§ **SOURCE DATA**

[Start of section]

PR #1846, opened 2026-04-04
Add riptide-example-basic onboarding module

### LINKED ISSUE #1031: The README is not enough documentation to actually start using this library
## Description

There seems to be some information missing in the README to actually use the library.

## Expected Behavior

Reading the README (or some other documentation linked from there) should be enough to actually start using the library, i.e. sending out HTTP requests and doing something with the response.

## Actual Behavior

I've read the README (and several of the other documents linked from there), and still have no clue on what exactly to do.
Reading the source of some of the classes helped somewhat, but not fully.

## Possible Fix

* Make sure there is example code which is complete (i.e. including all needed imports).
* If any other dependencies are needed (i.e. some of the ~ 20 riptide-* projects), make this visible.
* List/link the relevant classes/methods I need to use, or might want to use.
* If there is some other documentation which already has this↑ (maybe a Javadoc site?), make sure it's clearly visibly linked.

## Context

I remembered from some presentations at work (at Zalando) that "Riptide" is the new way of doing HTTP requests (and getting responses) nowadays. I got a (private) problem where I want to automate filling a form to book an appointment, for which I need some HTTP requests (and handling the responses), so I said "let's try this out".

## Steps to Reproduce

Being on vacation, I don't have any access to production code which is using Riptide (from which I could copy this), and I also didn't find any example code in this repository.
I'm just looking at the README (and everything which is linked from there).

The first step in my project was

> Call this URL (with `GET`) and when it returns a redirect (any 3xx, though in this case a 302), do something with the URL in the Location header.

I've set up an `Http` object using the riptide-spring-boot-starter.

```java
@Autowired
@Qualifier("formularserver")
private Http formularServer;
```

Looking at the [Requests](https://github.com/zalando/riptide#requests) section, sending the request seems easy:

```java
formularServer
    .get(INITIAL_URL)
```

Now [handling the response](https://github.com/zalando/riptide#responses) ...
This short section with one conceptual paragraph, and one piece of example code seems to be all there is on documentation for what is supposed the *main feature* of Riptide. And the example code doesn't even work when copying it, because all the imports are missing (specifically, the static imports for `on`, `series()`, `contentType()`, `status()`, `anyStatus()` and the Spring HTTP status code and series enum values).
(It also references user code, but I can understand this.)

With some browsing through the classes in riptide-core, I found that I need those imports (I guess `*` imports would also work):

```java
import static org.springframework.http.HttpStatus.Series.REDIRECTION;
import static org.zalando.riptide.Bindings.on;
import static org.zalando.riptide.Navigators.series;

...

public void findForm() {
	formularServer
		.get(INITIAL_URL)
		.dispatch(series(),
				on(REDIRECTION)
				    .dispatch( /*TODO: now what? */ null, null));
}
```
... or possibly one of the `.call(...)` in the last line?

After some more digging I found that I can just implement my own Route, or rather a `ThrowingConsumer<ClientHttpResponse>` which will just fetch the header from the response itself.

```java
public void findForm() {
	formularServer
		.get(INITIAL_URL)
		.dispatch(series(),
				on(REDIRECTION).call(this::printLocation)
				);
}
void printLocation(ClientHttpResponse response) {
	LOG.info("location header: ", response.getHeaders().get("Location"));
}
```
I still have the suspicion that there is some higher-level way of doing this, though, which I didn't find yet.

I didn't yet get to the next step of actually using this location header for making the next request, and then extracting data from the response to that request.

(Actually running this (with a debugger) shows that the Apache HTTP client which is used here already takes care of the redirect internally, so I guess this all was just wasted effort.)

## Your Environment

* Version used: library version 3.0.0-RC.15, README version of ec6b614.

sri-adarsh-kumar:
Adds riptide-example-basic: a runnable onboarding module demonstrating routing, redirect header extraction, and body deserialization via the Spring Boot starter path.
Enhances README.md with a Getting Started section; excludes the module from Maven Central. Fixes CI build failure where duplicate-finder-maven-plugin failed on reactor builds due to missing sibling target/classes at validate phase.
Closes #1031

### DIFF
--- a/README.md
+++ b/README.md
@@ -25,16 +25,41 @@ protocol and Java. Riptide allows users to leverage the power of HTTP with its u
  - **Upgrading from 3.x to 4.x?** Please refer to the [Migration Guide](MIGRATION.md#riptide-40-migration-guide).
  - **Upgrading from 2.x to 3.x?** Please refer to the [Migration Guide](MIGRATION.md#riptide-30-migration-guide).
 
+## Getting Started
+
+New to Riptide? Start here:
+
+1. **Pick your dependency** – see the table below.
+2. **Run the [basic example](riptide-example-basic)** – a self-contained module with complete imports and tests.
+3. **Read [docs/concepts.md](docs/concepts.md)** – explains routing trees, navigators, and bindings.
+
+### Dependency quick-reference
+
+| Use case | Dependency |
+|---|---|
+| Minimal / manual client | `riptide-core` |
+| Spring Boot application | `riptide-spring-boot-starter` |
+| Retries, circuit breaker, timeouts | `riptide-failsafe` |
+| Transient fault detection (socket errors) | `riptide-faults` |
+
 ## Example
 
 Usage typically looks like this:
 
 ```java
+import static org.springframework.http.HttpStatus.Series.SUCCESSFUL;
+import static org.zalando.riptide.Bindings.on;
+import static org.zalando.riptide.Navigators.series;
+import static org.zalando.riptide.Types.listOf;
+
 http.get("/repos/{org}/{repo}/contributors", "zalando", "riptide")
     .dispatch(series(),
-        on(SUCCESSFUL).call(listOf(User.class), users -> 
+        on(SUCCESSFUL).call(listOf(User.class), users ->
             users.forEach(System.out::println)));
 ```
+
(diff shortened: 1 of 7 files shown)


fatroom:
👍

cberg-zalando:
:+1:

[End of section]

Return what is listed above, exactly and completely.

PR #1846, opened 2026-04-04
Add riptide-example-basic onboarding module

### LINKED ISSUE #1031: The README is not enough documentation to actually start using this library
## Description

There seems to be some information missing in the README to actually use the library.

## Expected Behavior

Reading the README (or some other documentation linked from there) should be enough to actually start using the library, i.e. sending out HTTP requests and doing something with the response.

## Actual Behavior

I've read the README (and several of the other documents linked from there), and still have no clue on what exactly to do.
Reading the source of some of the classes helped somewhat, but not fully.

## Possible Fix

* Make sure there is example code which is complete (i.e. including all needed imports).
* If any other dependencies are needed (i.e. some of the ~ 20 riptide-* projects), make this visible.
* List/link the relevant classes/methods I need to use, or might want to use.
* If there is some other documentation which already has this↑ (maybe a Javadoc site?), make sure it's clearly visibly linked.

## Context

I remembered from some presentations at work (at Zalando) that "Riptide" is the new way of doing HTTP requests (and getting responses) nowadays. I got a (private) problem where I want to automate filling a form to book an appointment, for which I need some HTTP requests (and handling the responses), so I said "let's try this out".

## Steps to Reproduce

Being on vacation, I don't have any access to production code which is using Riptide (from which I could copy this), and I also didn't find any example code in this repository.
I'm just looking at the README (and everything which is linked from there).

The first step in my project was

> Call this URL (with `GET`) and when it returns a redirect (any 3xx, though in this case a 302), do something with the URL in the Location header.

I've set up an `Http` object using the riptide-spring-boot-starter.

```java
@Autowired
@Qualifier("formularserver")
private Http formularServer;
```

Looking at the [Requests](https://github.com/zalando/riptide#requests) section, sending the request seems easy:

```java
formularServer
    .get(INITIAL_URL)
```

Now [handling the response](https://github.com/zalando/riptide#responses) ...
This short section with one conceptual paragraph, and one piece of example code seems to be all there is on documentation for what is supposed the *main feature* of Riptide. And the example code doesn't even work when copying it, because all the imports are missing (specifically, the static imports for `on`, `series()`, `contentType()`, `status()`, `anyStatus()` and the Spring HTTP status code and series enum values).
(It also references user code, but I can understand this.)

With some browsing through the classes in riptide-core, I found that I need those imports (I guess `*` imports would also work):

```java
import static org.springframework.http.HttpStatus.Series.REDIRECTION;
import static org.zalando.riptide.Bindings.on;
import static org.zalando.riptide.Navigators.series;

...

public void findForm() {
	formularServer
		.get(INITIAL_URL)
		.dispatch(series(),
				on(REDIRECTION)
				    .dispatch( /*TODO: now what? */ null, null));
}
```
... or possibly one of the `.call(...)` in the last line?

After some more digging I found that I can just implement my own Route, or rather a `ThrowingConsumer<ClientHttpResponse>` which will just fetch the header from the response itself.

```java
public void findForm() {
	formularServer
		.get(INITIAL_URL)
		.dispatch(series(),
				on(REDIRECTION).call(this::printLocation)
				);
}
void printLocation(ClientHttpResponse response) {
	LOG.info("location header: ", response.getHeaders().get("Location"));
}
```
I still have the suspicion that there is some higher-level way of doing this, though, which I didn't find yet.

I didn't yet get to the next step of actually using this location header for making the next request, and then extracting data from the response to that request.

(Actually running this (with a debugger) shows that the Apache HTTP client which is used here already takes care of the redirect internally, so I guess this all was just wasted effort.)

## Your Environment

* Version used: library version 3.0.0-RC.15, README version of ec6b614.

sri-adarsh-kumar:
Adds riptide-example-basic: a runnable onboarding module demonstrating routing, redirect header extraction, and body deserialization via the Spring Boot starter path.
Enhances README.md with a Getting Started section; excludes the module from Maven Central. Fixes CI build failure where duplicate-finder-maven-plugin failed on reactor builds due to missing sibling target/classes at validate phase.
Closes #1031

### DIFF
--- a/README.md
+++ b/README.md
@@ -25,16 +25,41 @@ protocol and Java. Riptide allows users to leverage the power of HTTP with its u
  - **Upgrading from 3.x to 4.x?** Please refer to the [Migration Guide](MIGRATION.md#riptide-40-migration-guide).
  - **Upgrading from 2.x to 3.x?** Please refer to the [Migration Guide](MIGRATION.md#riptide-30-migration-guide).
 
+## Getting Started
+
+New to Riptide? Start here:
+
+1. **Pick your dependency** – see the table below.
+2. **Run the [basic example](riptide-example-basic)** – a self-contained module with complete imports and tests.
+3. **Read [docs/concepts.md](docs/concepts.md)** – explains routing trees, navigators, and bindings.
+
+### Dependency quick-reference
+
+| Use case | Dependency |
+|---|---|
+| Minimal / manual client | `riptide-core` |
+| Spring Boot application | `riptide-spring-boot-starter` |
+| Retries, circuit breaker, timeouts | `riptide-failsafe` |
+| Transient fault detection (socket errors) | `riptide-faults` |
+
 ## Example
 
 Usage typically looks like this:
 
 ```java
+import static org.springframework.http.HttpStatus.Series.SUCCESSFUL;
+import static org.zalando.riptide.Bindings.on;
+import static org.zalando.riptide.Navigators.series;
+import static org.zalando.riptide.Types.listOf;
+
 http.get("/repos/{org}/{repo}/contributors", "zalando", "riptide")
     .dispatch(series(),
-        on(SUCCESSFUL).call(listOf(User.class), users -> 
+        on(SUCCESSFUL).call(listOf(User.class), users ->
             users.forEach(System.out::println)));
 ```
+
(diff shortened: 1 of 7 files shown)


fatroom:
👍

cberg-zalando:
:+1:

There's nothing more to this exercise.